(Records excerpted from a collection)

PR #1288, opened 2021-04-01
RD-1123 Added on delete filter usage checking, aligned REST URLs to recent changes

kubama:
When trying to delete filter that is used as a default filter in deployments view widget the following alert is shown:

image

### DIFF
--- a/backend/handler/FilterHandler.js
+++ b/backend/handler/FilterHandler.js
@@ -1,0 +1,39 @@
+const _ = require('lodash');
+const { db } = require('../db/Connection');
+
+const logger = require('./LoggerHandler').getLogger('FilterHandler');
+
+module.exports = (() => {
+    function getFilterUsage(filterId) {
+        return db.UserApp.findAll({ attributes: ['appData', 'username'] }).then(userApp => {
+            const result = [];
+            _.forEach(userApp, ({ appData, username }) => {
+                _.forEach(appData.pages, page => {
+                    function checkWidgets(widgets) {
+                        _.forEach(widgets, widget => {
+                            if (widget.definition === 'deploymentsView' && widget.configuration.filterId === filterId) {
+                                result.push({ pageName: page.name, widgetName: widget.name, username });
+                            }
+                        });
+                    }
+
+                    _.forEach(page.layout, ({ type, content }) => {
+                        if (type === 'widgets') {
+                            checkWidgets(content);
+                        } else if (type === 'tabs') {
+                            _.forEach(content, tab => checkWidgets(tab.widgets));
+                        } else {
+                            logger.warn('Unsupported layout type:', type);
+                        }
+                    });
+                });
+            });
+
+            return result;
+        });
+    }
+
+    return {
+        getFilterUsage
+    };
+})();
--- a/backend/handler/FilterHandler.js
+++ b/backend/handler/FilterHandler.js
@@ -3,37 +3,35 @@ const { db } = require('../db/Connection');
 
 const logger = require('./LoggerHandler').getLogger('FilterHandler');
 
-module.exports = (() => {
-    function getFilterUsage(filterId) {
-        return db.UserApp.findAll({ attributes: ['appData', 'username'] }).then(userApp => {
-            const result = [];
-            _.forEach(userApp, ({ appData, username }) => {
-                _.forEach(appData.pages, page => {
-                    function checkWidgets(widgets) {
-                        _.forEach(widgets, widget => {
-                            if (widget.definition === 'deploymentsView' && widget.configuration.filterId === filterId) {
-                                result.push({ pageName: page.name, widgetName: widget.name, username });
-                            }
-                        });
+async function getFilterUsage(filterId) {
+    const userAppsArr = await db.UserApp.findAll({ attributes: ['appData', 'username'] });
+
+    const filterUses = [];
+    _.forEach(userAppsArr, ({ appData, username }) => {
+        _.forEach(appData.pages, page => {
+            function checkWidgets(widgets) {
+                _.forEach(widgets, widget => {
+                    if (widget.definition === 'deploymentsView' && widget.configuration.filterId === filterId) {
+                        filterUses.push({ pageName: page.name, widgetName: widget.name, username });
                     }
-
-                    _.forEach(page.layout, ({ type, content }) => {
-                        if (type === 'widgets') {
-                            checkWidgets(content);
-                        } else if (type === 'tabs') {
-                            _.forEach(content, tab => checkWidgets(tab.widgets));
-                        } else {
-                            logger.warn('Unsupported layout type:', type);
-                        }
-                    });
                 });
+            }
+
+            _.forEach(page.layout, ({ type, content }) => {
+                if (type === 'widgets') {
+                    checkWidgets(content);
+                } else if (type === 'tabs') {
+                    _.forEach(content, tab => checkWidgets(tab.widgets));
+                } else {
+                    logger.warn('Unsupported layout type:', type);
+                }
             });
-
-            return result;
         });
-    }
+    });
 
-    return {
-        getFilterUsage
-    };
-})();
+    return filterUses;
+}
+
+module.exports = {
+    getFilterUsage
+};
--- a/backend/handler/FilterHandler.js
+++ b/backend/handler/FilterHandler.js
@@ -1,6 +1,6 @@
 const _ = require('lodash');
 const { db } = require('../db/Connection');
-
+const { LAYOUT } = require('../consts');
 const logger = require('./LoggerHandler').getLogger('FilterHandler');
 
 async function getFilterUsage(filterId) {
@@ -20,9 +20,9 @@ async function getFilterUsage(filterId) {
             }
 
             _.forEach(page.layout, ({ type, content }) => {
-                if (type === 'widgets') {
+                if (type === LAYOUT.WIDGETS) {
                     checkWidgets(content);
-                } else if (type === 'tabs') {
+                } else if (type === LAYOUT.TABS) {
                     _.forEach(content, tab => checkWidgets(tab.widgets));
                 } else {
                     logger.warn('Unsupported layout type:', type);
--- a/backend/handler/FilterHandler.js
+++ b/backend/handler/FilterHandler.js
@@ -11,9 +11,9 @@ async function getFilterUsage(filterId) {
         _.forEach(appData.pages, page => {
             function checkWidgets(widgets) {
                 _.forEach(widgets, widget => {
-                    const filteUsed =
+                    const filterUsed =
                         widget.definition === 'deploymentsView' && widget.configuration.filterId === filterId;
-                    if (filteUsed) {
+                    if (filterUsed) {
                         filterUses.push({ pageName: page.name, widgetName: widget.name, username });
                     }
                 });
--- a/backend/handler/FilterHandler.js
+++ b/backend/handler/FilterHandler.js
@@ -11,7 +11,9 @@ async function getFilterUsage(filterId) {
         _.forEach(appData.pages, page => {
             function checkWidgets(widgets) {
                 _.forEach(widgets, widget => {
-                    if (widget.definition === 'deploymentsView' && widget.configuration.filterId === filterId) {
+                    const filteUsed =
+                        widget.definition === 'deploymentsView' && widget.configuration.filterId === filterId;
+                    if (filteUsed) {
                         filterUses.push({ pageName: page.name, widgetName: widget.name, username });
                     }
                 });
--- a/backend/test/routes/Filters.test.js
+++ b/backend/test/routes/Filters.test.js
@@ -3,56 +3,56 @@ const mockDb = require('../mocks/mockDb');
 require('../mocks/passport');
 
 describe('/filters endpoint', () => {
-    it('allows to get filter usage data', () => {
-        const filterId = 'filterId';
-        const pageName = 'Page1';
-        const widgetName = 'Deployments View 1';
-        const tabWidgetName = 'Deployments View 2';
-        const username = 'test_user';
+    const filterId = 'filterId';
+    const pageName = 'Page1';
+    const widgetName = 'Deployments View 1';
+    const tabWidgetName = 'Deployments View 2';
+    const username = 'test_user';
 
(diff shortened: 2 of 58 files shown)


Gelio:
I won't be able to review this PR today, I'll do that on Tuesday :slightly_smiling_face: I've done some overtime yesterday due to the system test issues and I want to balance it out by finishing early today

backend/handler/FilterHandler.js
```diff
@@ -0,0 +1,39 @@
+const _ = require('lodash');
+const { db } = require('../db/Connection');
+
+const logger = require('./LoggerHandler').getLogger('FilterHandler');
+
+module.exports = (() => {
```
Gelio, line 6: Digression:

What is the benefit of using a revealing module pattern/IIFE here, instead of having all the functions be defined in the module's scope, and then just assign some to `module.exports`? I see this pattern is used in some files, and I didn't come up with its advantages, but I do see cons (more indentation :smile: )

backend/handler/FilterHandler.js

Try it –
Return, unchanged, the run of lines above that opens with the line containing "(diff shortened: 2 of 58 files shown)" and closes with the line containing "I won't be able". Include both.

Result of the task –
(diff shortened: 2 of 58 files shown)


Gelio:
I won't be able to review this PR today, I'll do that on Tuesday :slightly_smiling_face: I've done some overtime yesterday due to the system test issues and I want to balance it out by finishing early today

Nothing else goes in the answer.